§ **Exercise directions**: Beginning with the first line below, please repeat the material exactly, ending with the line that includes "I was originally".
Material provided Block Start
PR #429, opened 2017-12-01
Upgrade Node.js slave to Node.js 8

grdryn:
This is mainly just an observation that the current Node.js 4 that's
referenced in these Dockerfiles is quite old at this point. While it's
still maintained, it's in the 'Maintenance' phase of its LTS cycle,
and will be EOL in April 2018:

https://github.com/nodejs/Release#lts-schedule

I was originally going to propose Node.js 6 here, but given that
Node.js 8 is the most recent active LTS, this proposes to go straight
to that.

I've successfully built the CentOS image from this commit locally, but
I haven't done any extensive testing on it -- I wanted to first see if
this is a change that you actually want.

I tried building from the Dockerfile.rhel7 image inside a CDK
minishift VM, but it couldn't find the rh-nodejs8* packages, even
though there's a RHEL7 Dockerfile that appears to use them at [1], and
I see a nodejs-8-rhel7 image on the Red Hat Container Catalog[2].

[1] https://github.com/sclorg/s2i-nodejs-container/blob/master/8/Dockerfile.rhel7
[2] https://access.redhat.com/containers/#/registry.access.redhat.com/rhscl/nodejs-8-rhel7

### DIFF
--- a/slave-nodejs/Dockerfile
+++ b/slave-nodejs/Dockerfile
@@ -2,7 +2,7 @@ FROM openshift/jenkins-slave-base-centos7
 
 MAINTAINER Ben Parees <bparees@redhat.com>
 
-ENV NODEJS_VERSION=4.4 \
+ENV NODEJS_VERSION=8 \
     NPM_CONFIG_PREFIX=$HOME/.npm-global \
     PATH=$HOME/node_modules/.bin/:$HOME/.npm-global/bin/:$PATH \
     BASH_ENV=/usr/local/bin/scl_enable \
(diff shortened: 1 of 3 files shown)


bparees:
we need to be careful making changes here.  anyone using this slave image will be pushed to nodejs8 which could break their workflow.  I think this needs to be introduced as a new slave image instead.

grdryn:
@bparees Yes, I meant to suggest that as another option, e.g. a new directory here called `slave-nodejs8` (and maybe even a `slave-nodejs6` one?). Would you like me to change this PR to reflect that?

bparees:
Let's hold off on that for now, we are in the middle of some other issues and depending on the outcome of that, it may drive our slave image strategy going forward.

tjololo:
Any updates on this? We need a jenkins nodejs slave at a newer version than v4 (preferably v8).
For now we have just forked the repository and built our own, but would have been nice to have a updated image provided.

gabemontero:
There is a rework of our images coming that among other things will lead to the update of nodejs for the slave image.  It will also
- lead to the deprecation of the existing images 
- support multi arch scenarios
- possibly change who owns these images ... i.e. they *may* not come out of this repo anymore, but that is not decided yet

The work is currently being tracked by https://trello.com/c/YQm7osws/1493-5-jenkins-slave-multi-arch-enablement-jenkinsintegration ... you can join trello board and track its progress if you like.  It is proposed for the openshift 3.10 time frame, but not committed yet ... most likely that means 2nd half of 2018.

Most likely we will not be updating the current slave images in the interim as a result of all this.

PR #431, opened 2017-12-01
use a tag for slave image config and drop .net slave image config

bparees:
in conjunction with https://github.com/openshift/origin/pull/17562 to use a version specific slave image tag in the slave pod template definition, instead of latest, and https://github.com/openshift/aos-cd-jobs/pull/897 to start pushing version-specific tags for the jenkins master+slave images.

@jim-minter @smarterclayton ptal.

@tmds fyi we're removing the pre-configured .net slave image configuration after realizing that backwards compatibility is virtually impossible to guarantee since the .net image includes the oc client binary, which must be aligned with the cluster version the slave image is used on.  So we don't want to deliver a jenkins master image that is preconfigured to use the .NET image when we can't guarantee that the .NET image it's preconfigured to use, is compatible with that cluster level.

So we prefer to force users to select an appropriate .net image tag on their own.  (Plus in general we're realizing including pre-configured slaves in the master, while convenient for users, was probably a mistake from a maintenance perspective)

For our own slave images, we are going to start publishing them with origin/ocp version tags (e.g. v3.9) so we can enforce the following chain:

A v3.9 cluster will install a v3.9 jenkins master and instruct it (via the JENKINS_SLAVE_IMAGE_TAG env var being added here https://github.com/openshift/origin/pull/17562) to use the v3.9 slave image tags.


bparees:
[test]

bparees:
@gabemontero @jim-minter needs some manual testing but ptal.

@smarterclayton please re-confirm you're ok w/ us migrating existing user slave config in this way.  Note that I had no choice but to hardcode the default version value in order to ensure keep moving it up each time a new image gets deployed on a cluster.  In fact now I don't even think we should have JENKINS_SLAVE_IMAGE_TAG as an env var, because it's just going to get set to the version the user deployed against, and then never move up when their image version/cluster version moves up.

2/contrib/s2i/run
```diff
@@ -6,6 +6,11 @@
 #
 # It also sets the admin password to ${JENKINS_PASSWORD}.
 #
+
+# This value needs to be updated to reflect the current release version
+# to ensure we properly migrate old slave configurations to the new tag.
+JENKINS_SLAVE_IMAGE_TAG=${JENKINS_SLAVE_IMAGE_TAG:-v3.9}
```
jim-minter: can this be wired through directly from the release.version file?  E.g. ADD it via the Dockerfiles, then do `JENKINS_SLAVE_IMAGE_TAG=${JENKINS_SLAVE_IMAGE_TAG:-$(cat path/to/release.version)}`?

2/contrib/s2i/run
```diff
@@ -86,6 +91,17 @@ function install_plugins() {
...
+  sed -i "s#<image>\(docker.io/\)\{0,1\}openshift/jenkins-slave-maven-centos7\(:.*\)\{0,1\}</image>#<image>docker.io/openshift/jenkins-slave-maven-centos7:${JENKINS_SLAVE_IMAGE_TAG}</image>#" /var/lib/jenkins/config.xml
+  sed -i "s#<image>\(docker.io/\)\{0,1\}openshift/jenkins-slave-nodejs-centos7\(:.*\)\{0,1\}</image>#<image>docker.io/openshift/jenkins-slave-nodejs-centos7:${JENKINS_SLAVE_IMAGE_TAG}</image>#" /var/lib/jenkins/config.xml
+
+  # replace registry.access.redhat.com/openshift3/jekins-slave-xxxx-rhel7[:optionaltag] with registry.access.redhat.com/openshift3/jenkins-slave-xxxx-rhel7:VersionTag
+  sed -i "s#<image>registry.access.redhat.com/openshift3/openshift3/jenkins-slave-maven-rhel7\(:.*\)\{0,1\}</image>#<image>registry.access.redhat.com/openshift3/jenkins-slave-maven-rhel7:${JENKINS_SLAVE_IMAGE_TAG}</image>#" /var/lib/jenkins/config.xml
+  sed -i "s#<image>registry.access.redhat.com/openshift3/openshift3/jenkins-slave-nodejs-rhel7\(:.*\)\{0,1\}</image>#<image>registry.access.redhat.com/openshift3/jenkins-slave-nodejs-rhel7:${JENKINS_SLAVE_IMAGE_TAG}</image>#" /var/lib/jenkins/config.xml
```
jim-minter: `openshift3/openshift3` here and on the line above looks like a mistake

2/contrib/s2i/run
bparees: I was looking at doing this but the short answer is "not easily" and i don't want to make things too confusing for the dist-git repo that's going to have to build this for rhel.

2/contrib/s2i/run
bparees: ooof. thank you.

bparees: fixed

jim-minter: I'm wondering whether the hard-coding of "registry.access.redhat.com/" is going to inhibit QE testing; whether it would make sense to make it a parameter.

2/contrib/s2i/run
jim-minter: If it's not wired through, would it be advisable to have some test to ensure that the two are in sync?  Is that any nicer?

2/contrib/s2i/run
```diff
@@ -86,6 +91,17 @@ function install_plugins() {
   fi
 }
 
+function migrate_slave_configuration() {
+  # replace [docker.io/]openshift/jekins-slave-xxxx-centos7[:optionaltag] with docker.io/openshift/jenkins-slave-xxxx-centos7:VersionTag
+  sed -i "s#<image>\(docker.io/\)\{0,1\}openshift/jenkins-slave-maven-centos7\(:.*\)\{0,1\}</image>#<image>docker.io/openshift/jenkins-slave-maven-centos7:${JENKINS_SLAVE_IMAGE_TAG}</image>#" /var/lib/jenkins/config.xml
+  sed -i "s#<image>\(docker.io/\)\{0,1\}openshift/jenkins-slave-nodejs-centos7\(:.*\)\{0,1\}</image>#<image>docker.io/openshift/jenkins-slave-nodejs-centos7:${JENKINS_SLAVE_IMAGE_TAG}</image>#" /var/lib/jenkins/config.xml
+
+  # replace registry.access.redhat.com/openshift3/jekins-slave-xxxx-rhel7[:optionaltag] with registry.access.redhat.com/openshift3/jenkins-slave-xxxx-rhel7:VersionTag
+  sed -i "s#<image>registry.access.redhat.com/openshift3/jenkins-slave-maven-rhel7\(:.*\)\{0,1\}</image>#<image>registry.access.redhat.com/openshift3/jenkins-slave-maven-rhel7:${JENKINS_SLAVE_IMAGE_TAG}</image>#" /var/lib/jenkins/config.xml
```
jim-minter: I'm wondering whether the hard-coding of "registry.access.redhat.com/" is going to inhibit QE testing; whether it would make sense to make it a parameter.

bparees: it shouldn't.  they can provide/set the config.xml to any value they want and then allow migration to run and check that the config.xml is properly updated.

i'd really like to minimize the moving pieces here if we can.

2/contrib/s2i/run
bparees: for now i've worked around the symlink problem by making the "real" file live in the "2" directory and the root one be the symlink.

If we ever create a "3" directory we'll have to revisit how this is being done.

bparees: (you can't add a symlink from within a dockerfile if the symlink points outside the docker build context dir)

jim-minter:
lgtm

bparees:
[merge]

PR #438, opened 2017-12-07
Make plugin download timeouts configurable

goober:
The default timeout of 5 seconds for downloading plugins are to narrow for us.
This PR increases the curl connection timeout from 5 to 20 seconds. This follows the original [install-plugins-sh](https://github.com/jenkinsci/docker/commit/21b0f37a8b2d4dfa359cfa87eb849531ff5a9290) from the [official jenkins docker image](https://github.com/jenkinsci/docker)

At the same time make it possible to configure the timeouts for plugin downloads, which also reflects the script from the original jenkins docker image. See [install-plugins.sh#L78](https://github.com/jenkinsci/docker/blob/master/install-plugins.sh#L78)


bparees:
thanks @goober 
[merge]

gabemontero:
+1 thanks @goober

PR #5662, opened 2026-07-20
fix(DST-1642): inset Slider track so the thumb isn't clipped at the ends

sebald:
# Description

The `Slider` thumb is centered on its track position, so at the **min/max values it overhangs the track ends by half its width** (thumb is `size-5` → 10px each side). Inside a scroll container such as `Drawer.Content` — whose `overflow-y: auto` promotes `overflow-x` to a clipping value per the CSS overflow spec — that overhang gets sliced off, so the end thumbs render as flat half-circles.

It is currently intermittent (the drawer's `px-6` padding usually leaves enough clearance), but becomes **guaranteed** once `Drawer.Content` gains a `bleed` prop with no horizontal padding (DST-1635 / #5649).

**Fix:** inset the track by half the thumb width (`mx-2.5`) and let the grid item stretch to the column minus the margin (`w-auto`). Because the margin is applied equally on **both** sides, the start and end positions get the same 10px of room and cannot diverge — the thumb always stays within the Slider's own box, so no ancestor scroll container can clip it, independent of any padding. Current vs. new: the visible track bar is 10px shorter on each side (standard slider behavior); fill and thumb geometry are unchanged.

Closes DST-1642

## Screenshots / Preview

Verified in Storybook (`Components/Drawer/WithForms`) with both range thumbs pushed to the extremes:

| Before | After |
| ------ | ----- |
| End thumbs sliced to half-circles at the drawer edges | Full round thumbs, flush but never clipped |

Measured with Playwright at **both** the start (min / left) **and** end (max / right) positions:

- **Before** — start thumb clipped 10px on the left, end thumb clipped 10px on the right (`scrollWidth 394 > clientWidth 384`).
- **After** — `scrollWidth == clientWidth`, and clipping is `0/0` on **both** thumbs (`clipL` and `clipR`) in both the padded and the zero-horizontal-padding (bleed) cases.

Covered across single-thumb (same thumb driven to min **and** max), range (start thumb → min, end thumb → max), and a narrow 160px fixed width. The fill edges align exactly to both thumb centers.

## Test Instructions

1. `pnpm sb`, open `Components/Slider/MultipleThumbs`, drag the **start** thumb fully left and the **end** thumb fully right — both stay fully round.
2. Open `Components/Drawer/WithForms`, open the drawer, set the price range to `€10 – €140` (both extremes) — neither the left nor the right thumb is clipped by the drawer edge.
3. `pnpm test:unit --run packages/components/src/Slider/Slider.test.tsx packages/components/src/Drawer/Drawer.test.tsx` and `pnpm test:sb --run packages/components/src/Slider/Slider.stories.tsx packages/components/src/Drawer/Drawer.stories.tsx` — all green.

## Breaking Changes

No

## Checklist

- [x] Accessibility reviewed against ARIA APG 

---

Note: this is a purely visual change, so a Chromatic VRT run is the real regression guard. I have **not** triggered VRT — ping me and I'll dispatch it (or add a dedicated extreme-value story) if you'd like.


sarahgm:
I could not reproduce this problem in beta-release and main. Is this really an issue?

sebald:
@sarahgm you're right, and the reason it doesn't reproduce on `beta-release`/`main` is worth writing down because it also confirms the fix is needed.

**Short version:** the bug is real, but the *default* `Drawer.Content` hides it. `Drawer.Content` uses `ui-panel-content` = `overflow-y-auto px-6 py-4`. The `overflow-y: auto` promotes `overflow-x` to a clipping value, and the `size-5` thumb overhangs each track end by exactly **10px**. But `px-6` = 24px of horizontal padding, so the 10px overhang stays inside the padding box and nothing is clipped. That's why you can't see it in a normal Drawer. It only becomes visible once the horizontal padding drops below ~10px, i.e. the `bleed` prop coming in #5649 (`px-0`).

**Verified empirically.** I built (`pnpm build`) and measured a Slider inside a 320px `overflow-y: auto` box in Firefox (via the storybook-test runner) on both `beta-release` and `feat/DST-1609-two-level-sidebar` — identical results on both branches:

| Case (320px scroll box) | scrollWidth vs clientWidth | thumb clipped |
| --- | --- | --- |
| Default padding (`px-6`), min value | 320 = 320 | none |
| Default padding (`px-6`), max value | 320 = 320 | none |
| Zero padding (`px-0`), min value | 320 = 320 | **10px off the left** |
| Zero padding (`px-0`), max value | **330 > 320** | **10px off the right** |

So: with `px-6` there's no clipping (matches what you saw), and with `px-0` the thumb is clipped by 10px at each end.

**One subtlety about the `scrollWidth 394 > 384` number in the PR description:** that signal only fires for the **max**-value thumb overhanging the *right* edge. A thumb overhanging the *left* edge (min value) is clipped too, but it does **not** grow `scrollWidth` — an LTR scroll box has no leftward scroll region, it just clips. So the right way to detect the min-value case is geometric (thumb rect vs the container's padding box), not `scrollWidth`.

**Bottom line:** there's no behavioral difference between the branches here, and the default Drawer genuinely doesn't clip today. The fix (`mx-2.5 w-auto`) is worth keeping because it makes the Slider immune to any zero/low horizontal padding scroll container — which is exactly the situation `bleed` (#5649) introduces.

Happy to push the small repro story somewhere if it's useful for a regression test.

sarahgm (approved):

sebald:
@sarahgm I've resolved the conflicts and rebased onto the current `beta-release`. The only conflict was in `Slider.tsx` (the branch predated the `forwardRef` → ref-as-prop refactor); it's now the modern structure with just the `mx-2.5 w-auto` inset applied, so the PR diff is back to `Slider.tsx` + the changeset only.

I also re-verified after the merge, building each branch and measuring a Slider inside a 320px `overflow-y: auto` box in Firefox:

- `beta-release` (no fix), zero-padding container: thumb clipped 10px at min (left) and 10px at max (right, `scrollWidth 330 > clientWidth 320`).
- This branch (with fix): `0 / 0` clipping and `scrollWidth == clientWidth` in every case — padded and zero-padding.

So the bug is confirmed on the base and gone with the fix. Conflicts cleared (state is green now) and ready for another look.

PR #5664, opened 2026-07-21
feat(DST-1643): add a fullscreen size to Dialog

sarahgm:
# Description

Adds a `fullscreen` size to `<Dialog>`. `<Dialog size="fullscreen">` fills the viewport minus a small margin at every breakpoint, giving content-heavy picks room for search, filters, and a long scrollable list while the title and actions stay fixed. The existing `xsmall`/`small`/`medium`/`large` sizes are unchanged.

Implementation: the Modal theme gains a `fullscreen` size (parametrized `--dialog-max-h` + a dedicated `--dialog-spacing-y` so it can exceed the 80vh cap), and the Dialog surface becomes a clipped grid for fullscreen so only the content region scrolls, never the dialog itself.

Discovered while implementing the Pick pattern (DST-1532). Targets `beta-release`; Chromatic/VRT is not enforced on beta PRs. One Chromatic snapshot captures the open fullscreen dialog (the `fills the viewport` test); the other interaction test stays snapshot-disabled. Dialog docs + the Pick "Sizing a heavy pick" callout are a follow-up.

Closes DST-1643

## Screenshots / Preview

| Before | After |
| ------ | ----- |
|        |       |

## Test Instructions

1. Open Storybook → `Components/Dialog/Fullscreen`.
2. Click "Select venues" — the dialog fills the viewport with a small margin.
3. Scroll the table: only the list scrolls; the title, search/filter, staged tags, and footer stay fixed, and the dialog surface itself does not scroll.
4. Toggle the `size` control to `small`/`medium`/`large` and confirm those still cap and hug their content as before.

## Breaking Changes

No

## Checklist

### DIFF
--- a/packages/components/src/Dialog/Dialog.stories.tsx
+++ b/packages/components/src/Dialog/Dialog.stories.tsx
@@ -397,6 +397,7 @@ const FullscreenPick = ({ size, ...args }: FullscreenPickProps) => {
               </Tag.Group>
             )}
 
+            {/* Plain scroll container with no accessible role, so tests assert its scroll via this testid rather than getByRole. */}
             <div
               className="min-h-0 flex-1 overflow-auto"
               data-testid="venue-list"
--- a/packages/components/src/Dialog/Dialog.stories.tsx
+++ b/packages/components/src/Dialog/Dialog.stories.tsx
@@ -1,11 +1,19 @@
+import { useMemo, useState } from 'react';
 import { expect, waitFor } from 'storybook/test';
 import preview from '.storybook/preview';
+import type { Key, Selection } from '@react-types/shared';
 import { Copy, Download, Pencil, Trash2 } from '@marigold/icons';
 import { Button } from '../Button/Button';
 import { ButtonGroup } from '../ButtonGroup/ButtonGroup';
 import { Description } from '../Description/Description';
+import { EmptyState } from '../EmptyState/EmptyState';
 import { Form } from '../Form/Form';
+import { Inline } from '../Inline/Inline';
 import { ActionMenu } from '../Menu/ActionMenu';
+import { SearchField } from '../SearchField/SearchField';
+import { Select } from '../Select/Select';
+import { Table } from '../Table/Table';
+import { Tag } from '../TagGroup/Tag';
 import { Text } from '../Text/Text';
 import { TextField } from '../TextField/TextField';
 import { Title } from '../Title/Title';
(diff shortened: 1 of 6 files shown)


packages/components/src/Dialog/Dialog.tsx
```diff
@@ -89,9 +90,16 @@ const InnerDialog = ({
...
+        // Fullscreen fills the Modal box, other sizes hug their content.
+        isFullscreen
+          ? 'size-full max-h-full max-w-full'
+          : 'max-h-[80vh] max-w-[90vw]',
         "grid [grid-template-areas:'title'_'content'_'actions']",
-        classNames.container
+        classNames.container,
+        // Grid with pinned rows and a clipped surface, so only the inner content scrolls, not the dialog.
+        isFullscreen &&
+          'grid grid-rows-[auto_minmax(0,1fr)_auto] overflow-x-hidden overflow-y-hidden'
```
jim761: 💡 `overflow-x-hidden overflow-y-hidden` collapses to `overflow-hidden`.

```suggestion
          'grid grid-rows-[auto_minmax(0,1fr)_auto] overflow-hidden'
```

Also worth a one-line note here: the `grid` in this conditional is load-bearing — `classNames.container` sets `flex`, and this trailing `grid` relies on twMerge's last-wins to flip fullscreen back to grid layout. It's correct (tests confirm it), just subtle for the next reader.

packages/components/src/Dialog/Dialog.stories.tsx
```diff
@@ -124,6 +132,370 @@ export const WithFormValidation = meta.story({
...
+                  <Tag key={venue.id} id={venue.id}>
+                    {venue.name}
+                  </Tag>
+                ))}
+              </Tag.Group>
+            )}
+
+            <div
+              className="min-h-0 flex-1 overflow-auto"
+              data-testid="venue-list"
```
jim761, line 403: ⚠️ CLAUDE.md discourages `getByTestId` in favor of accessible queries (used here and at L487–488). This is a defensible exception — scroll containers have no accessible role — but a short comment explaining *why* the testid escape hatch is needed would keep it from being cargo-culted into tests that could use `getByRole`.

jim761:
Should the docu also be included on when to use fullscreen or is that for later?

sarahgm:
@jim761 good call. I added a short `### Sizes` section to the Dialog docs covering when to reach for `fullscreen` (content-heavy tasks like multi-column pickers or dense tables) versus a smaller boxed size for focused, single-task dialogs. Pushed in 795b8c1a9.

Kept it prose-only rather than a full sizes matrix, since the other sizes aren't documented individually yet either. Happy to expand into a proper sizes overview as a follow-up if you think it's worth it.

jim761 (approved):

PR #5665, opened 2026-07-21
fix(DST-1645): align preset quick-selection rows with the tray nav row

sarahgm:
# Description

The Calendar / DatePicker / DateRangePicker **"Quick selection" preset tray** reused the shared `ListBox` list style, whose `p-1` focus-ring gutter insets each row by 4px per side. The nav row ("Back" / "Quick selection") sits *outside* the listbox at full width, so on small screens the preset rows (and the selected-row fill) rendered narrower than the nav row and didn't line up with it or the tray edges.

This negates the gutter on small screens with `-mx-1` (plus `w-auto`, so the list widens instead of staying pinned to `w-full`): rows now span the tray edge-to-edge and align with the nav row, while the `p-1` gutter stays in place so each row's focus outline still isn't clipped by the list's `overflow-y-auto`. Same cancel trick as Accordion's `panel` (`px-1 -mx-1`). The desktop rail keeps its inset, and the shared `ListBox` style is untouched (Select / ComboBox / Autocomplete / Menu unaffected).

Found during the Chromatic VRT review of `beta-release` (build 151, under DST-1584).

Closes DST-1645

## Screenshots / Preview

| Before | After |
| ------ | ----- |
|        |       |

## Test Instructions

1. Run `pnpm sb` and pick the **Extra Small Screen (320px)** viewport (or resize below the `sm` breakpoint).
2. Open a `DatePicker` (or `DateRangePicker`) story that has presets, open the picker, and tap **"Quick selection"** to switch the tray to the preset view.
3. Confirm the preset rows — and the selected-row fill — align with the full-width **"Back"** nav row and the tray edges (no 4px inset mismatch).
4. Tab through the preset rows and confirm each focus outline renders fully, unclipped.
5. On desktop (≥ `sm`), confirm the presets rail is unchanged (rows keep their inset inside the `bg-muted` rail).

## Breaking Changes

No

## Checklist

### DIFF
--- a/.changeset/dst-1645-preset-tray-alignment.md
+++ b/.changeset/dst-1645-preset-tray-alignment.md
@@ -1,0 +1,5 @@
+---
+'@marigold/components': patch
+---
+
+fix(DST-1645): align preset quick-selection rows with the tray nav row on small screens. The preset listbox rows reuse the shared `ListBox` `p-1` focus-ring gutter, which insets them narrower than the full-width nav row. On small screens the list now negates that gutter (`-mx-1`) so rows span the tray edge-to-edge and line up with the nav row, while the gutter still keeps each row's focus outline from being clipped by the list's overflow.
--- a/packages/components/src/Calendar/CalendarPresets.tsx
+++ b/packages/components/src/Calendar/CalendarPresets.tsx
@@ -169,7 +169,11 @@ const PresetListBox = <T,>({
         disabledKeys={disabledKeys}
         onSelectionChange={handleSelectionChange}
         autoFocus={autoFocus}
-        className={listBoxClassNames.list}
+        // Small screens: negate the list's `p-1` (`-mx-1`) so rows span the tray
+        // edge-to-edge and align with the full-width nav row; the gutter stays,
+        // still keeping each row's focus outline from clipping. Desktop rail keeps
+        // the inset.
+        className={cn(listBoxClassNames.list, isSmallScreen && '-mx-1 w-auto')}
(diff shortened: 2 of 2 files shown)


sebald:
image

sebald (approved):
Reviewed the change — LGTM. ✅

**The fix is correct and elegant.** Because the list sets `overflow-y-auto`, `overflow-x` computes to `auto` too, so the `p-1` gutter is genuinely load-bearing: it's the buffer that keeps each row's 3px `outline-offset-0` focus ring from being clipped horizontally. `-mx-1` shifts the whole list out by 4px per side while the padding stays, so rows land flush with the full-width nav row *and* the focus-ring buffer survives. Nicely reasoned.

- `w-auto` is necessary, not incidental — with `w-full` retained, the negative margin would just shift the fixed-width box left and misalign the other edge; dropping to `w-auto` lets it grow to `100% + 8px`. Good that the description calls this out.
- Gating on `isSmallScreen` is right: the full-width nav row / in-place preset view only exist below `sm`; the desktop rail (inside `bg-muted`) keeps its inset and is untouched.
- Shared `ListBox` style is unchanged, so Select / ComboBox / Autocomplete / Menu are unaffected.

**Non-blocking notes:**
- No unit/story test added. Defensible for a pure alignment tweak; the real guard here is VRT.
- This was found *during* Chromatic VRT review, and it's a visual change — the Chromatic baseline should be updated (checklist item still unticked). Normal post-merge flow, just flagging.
Material provided Block End
§ **Response for this exercise**:
PR #429, opened 2017-12-01
Upgrade Node.js slave to Node.js 8

grdryn:
This is mainly just an observation that the current Node.js 4 that's
referenced in these Dockerfiles is quite old at this point. While it's
still maintained, it's in the 'Maintenance' phase of its LTS cycle,
and will be EOL in April 2018:

https://github.com/nodejs/Release#lts-schedule

I was originally going to propose Node.js 6 here, but given that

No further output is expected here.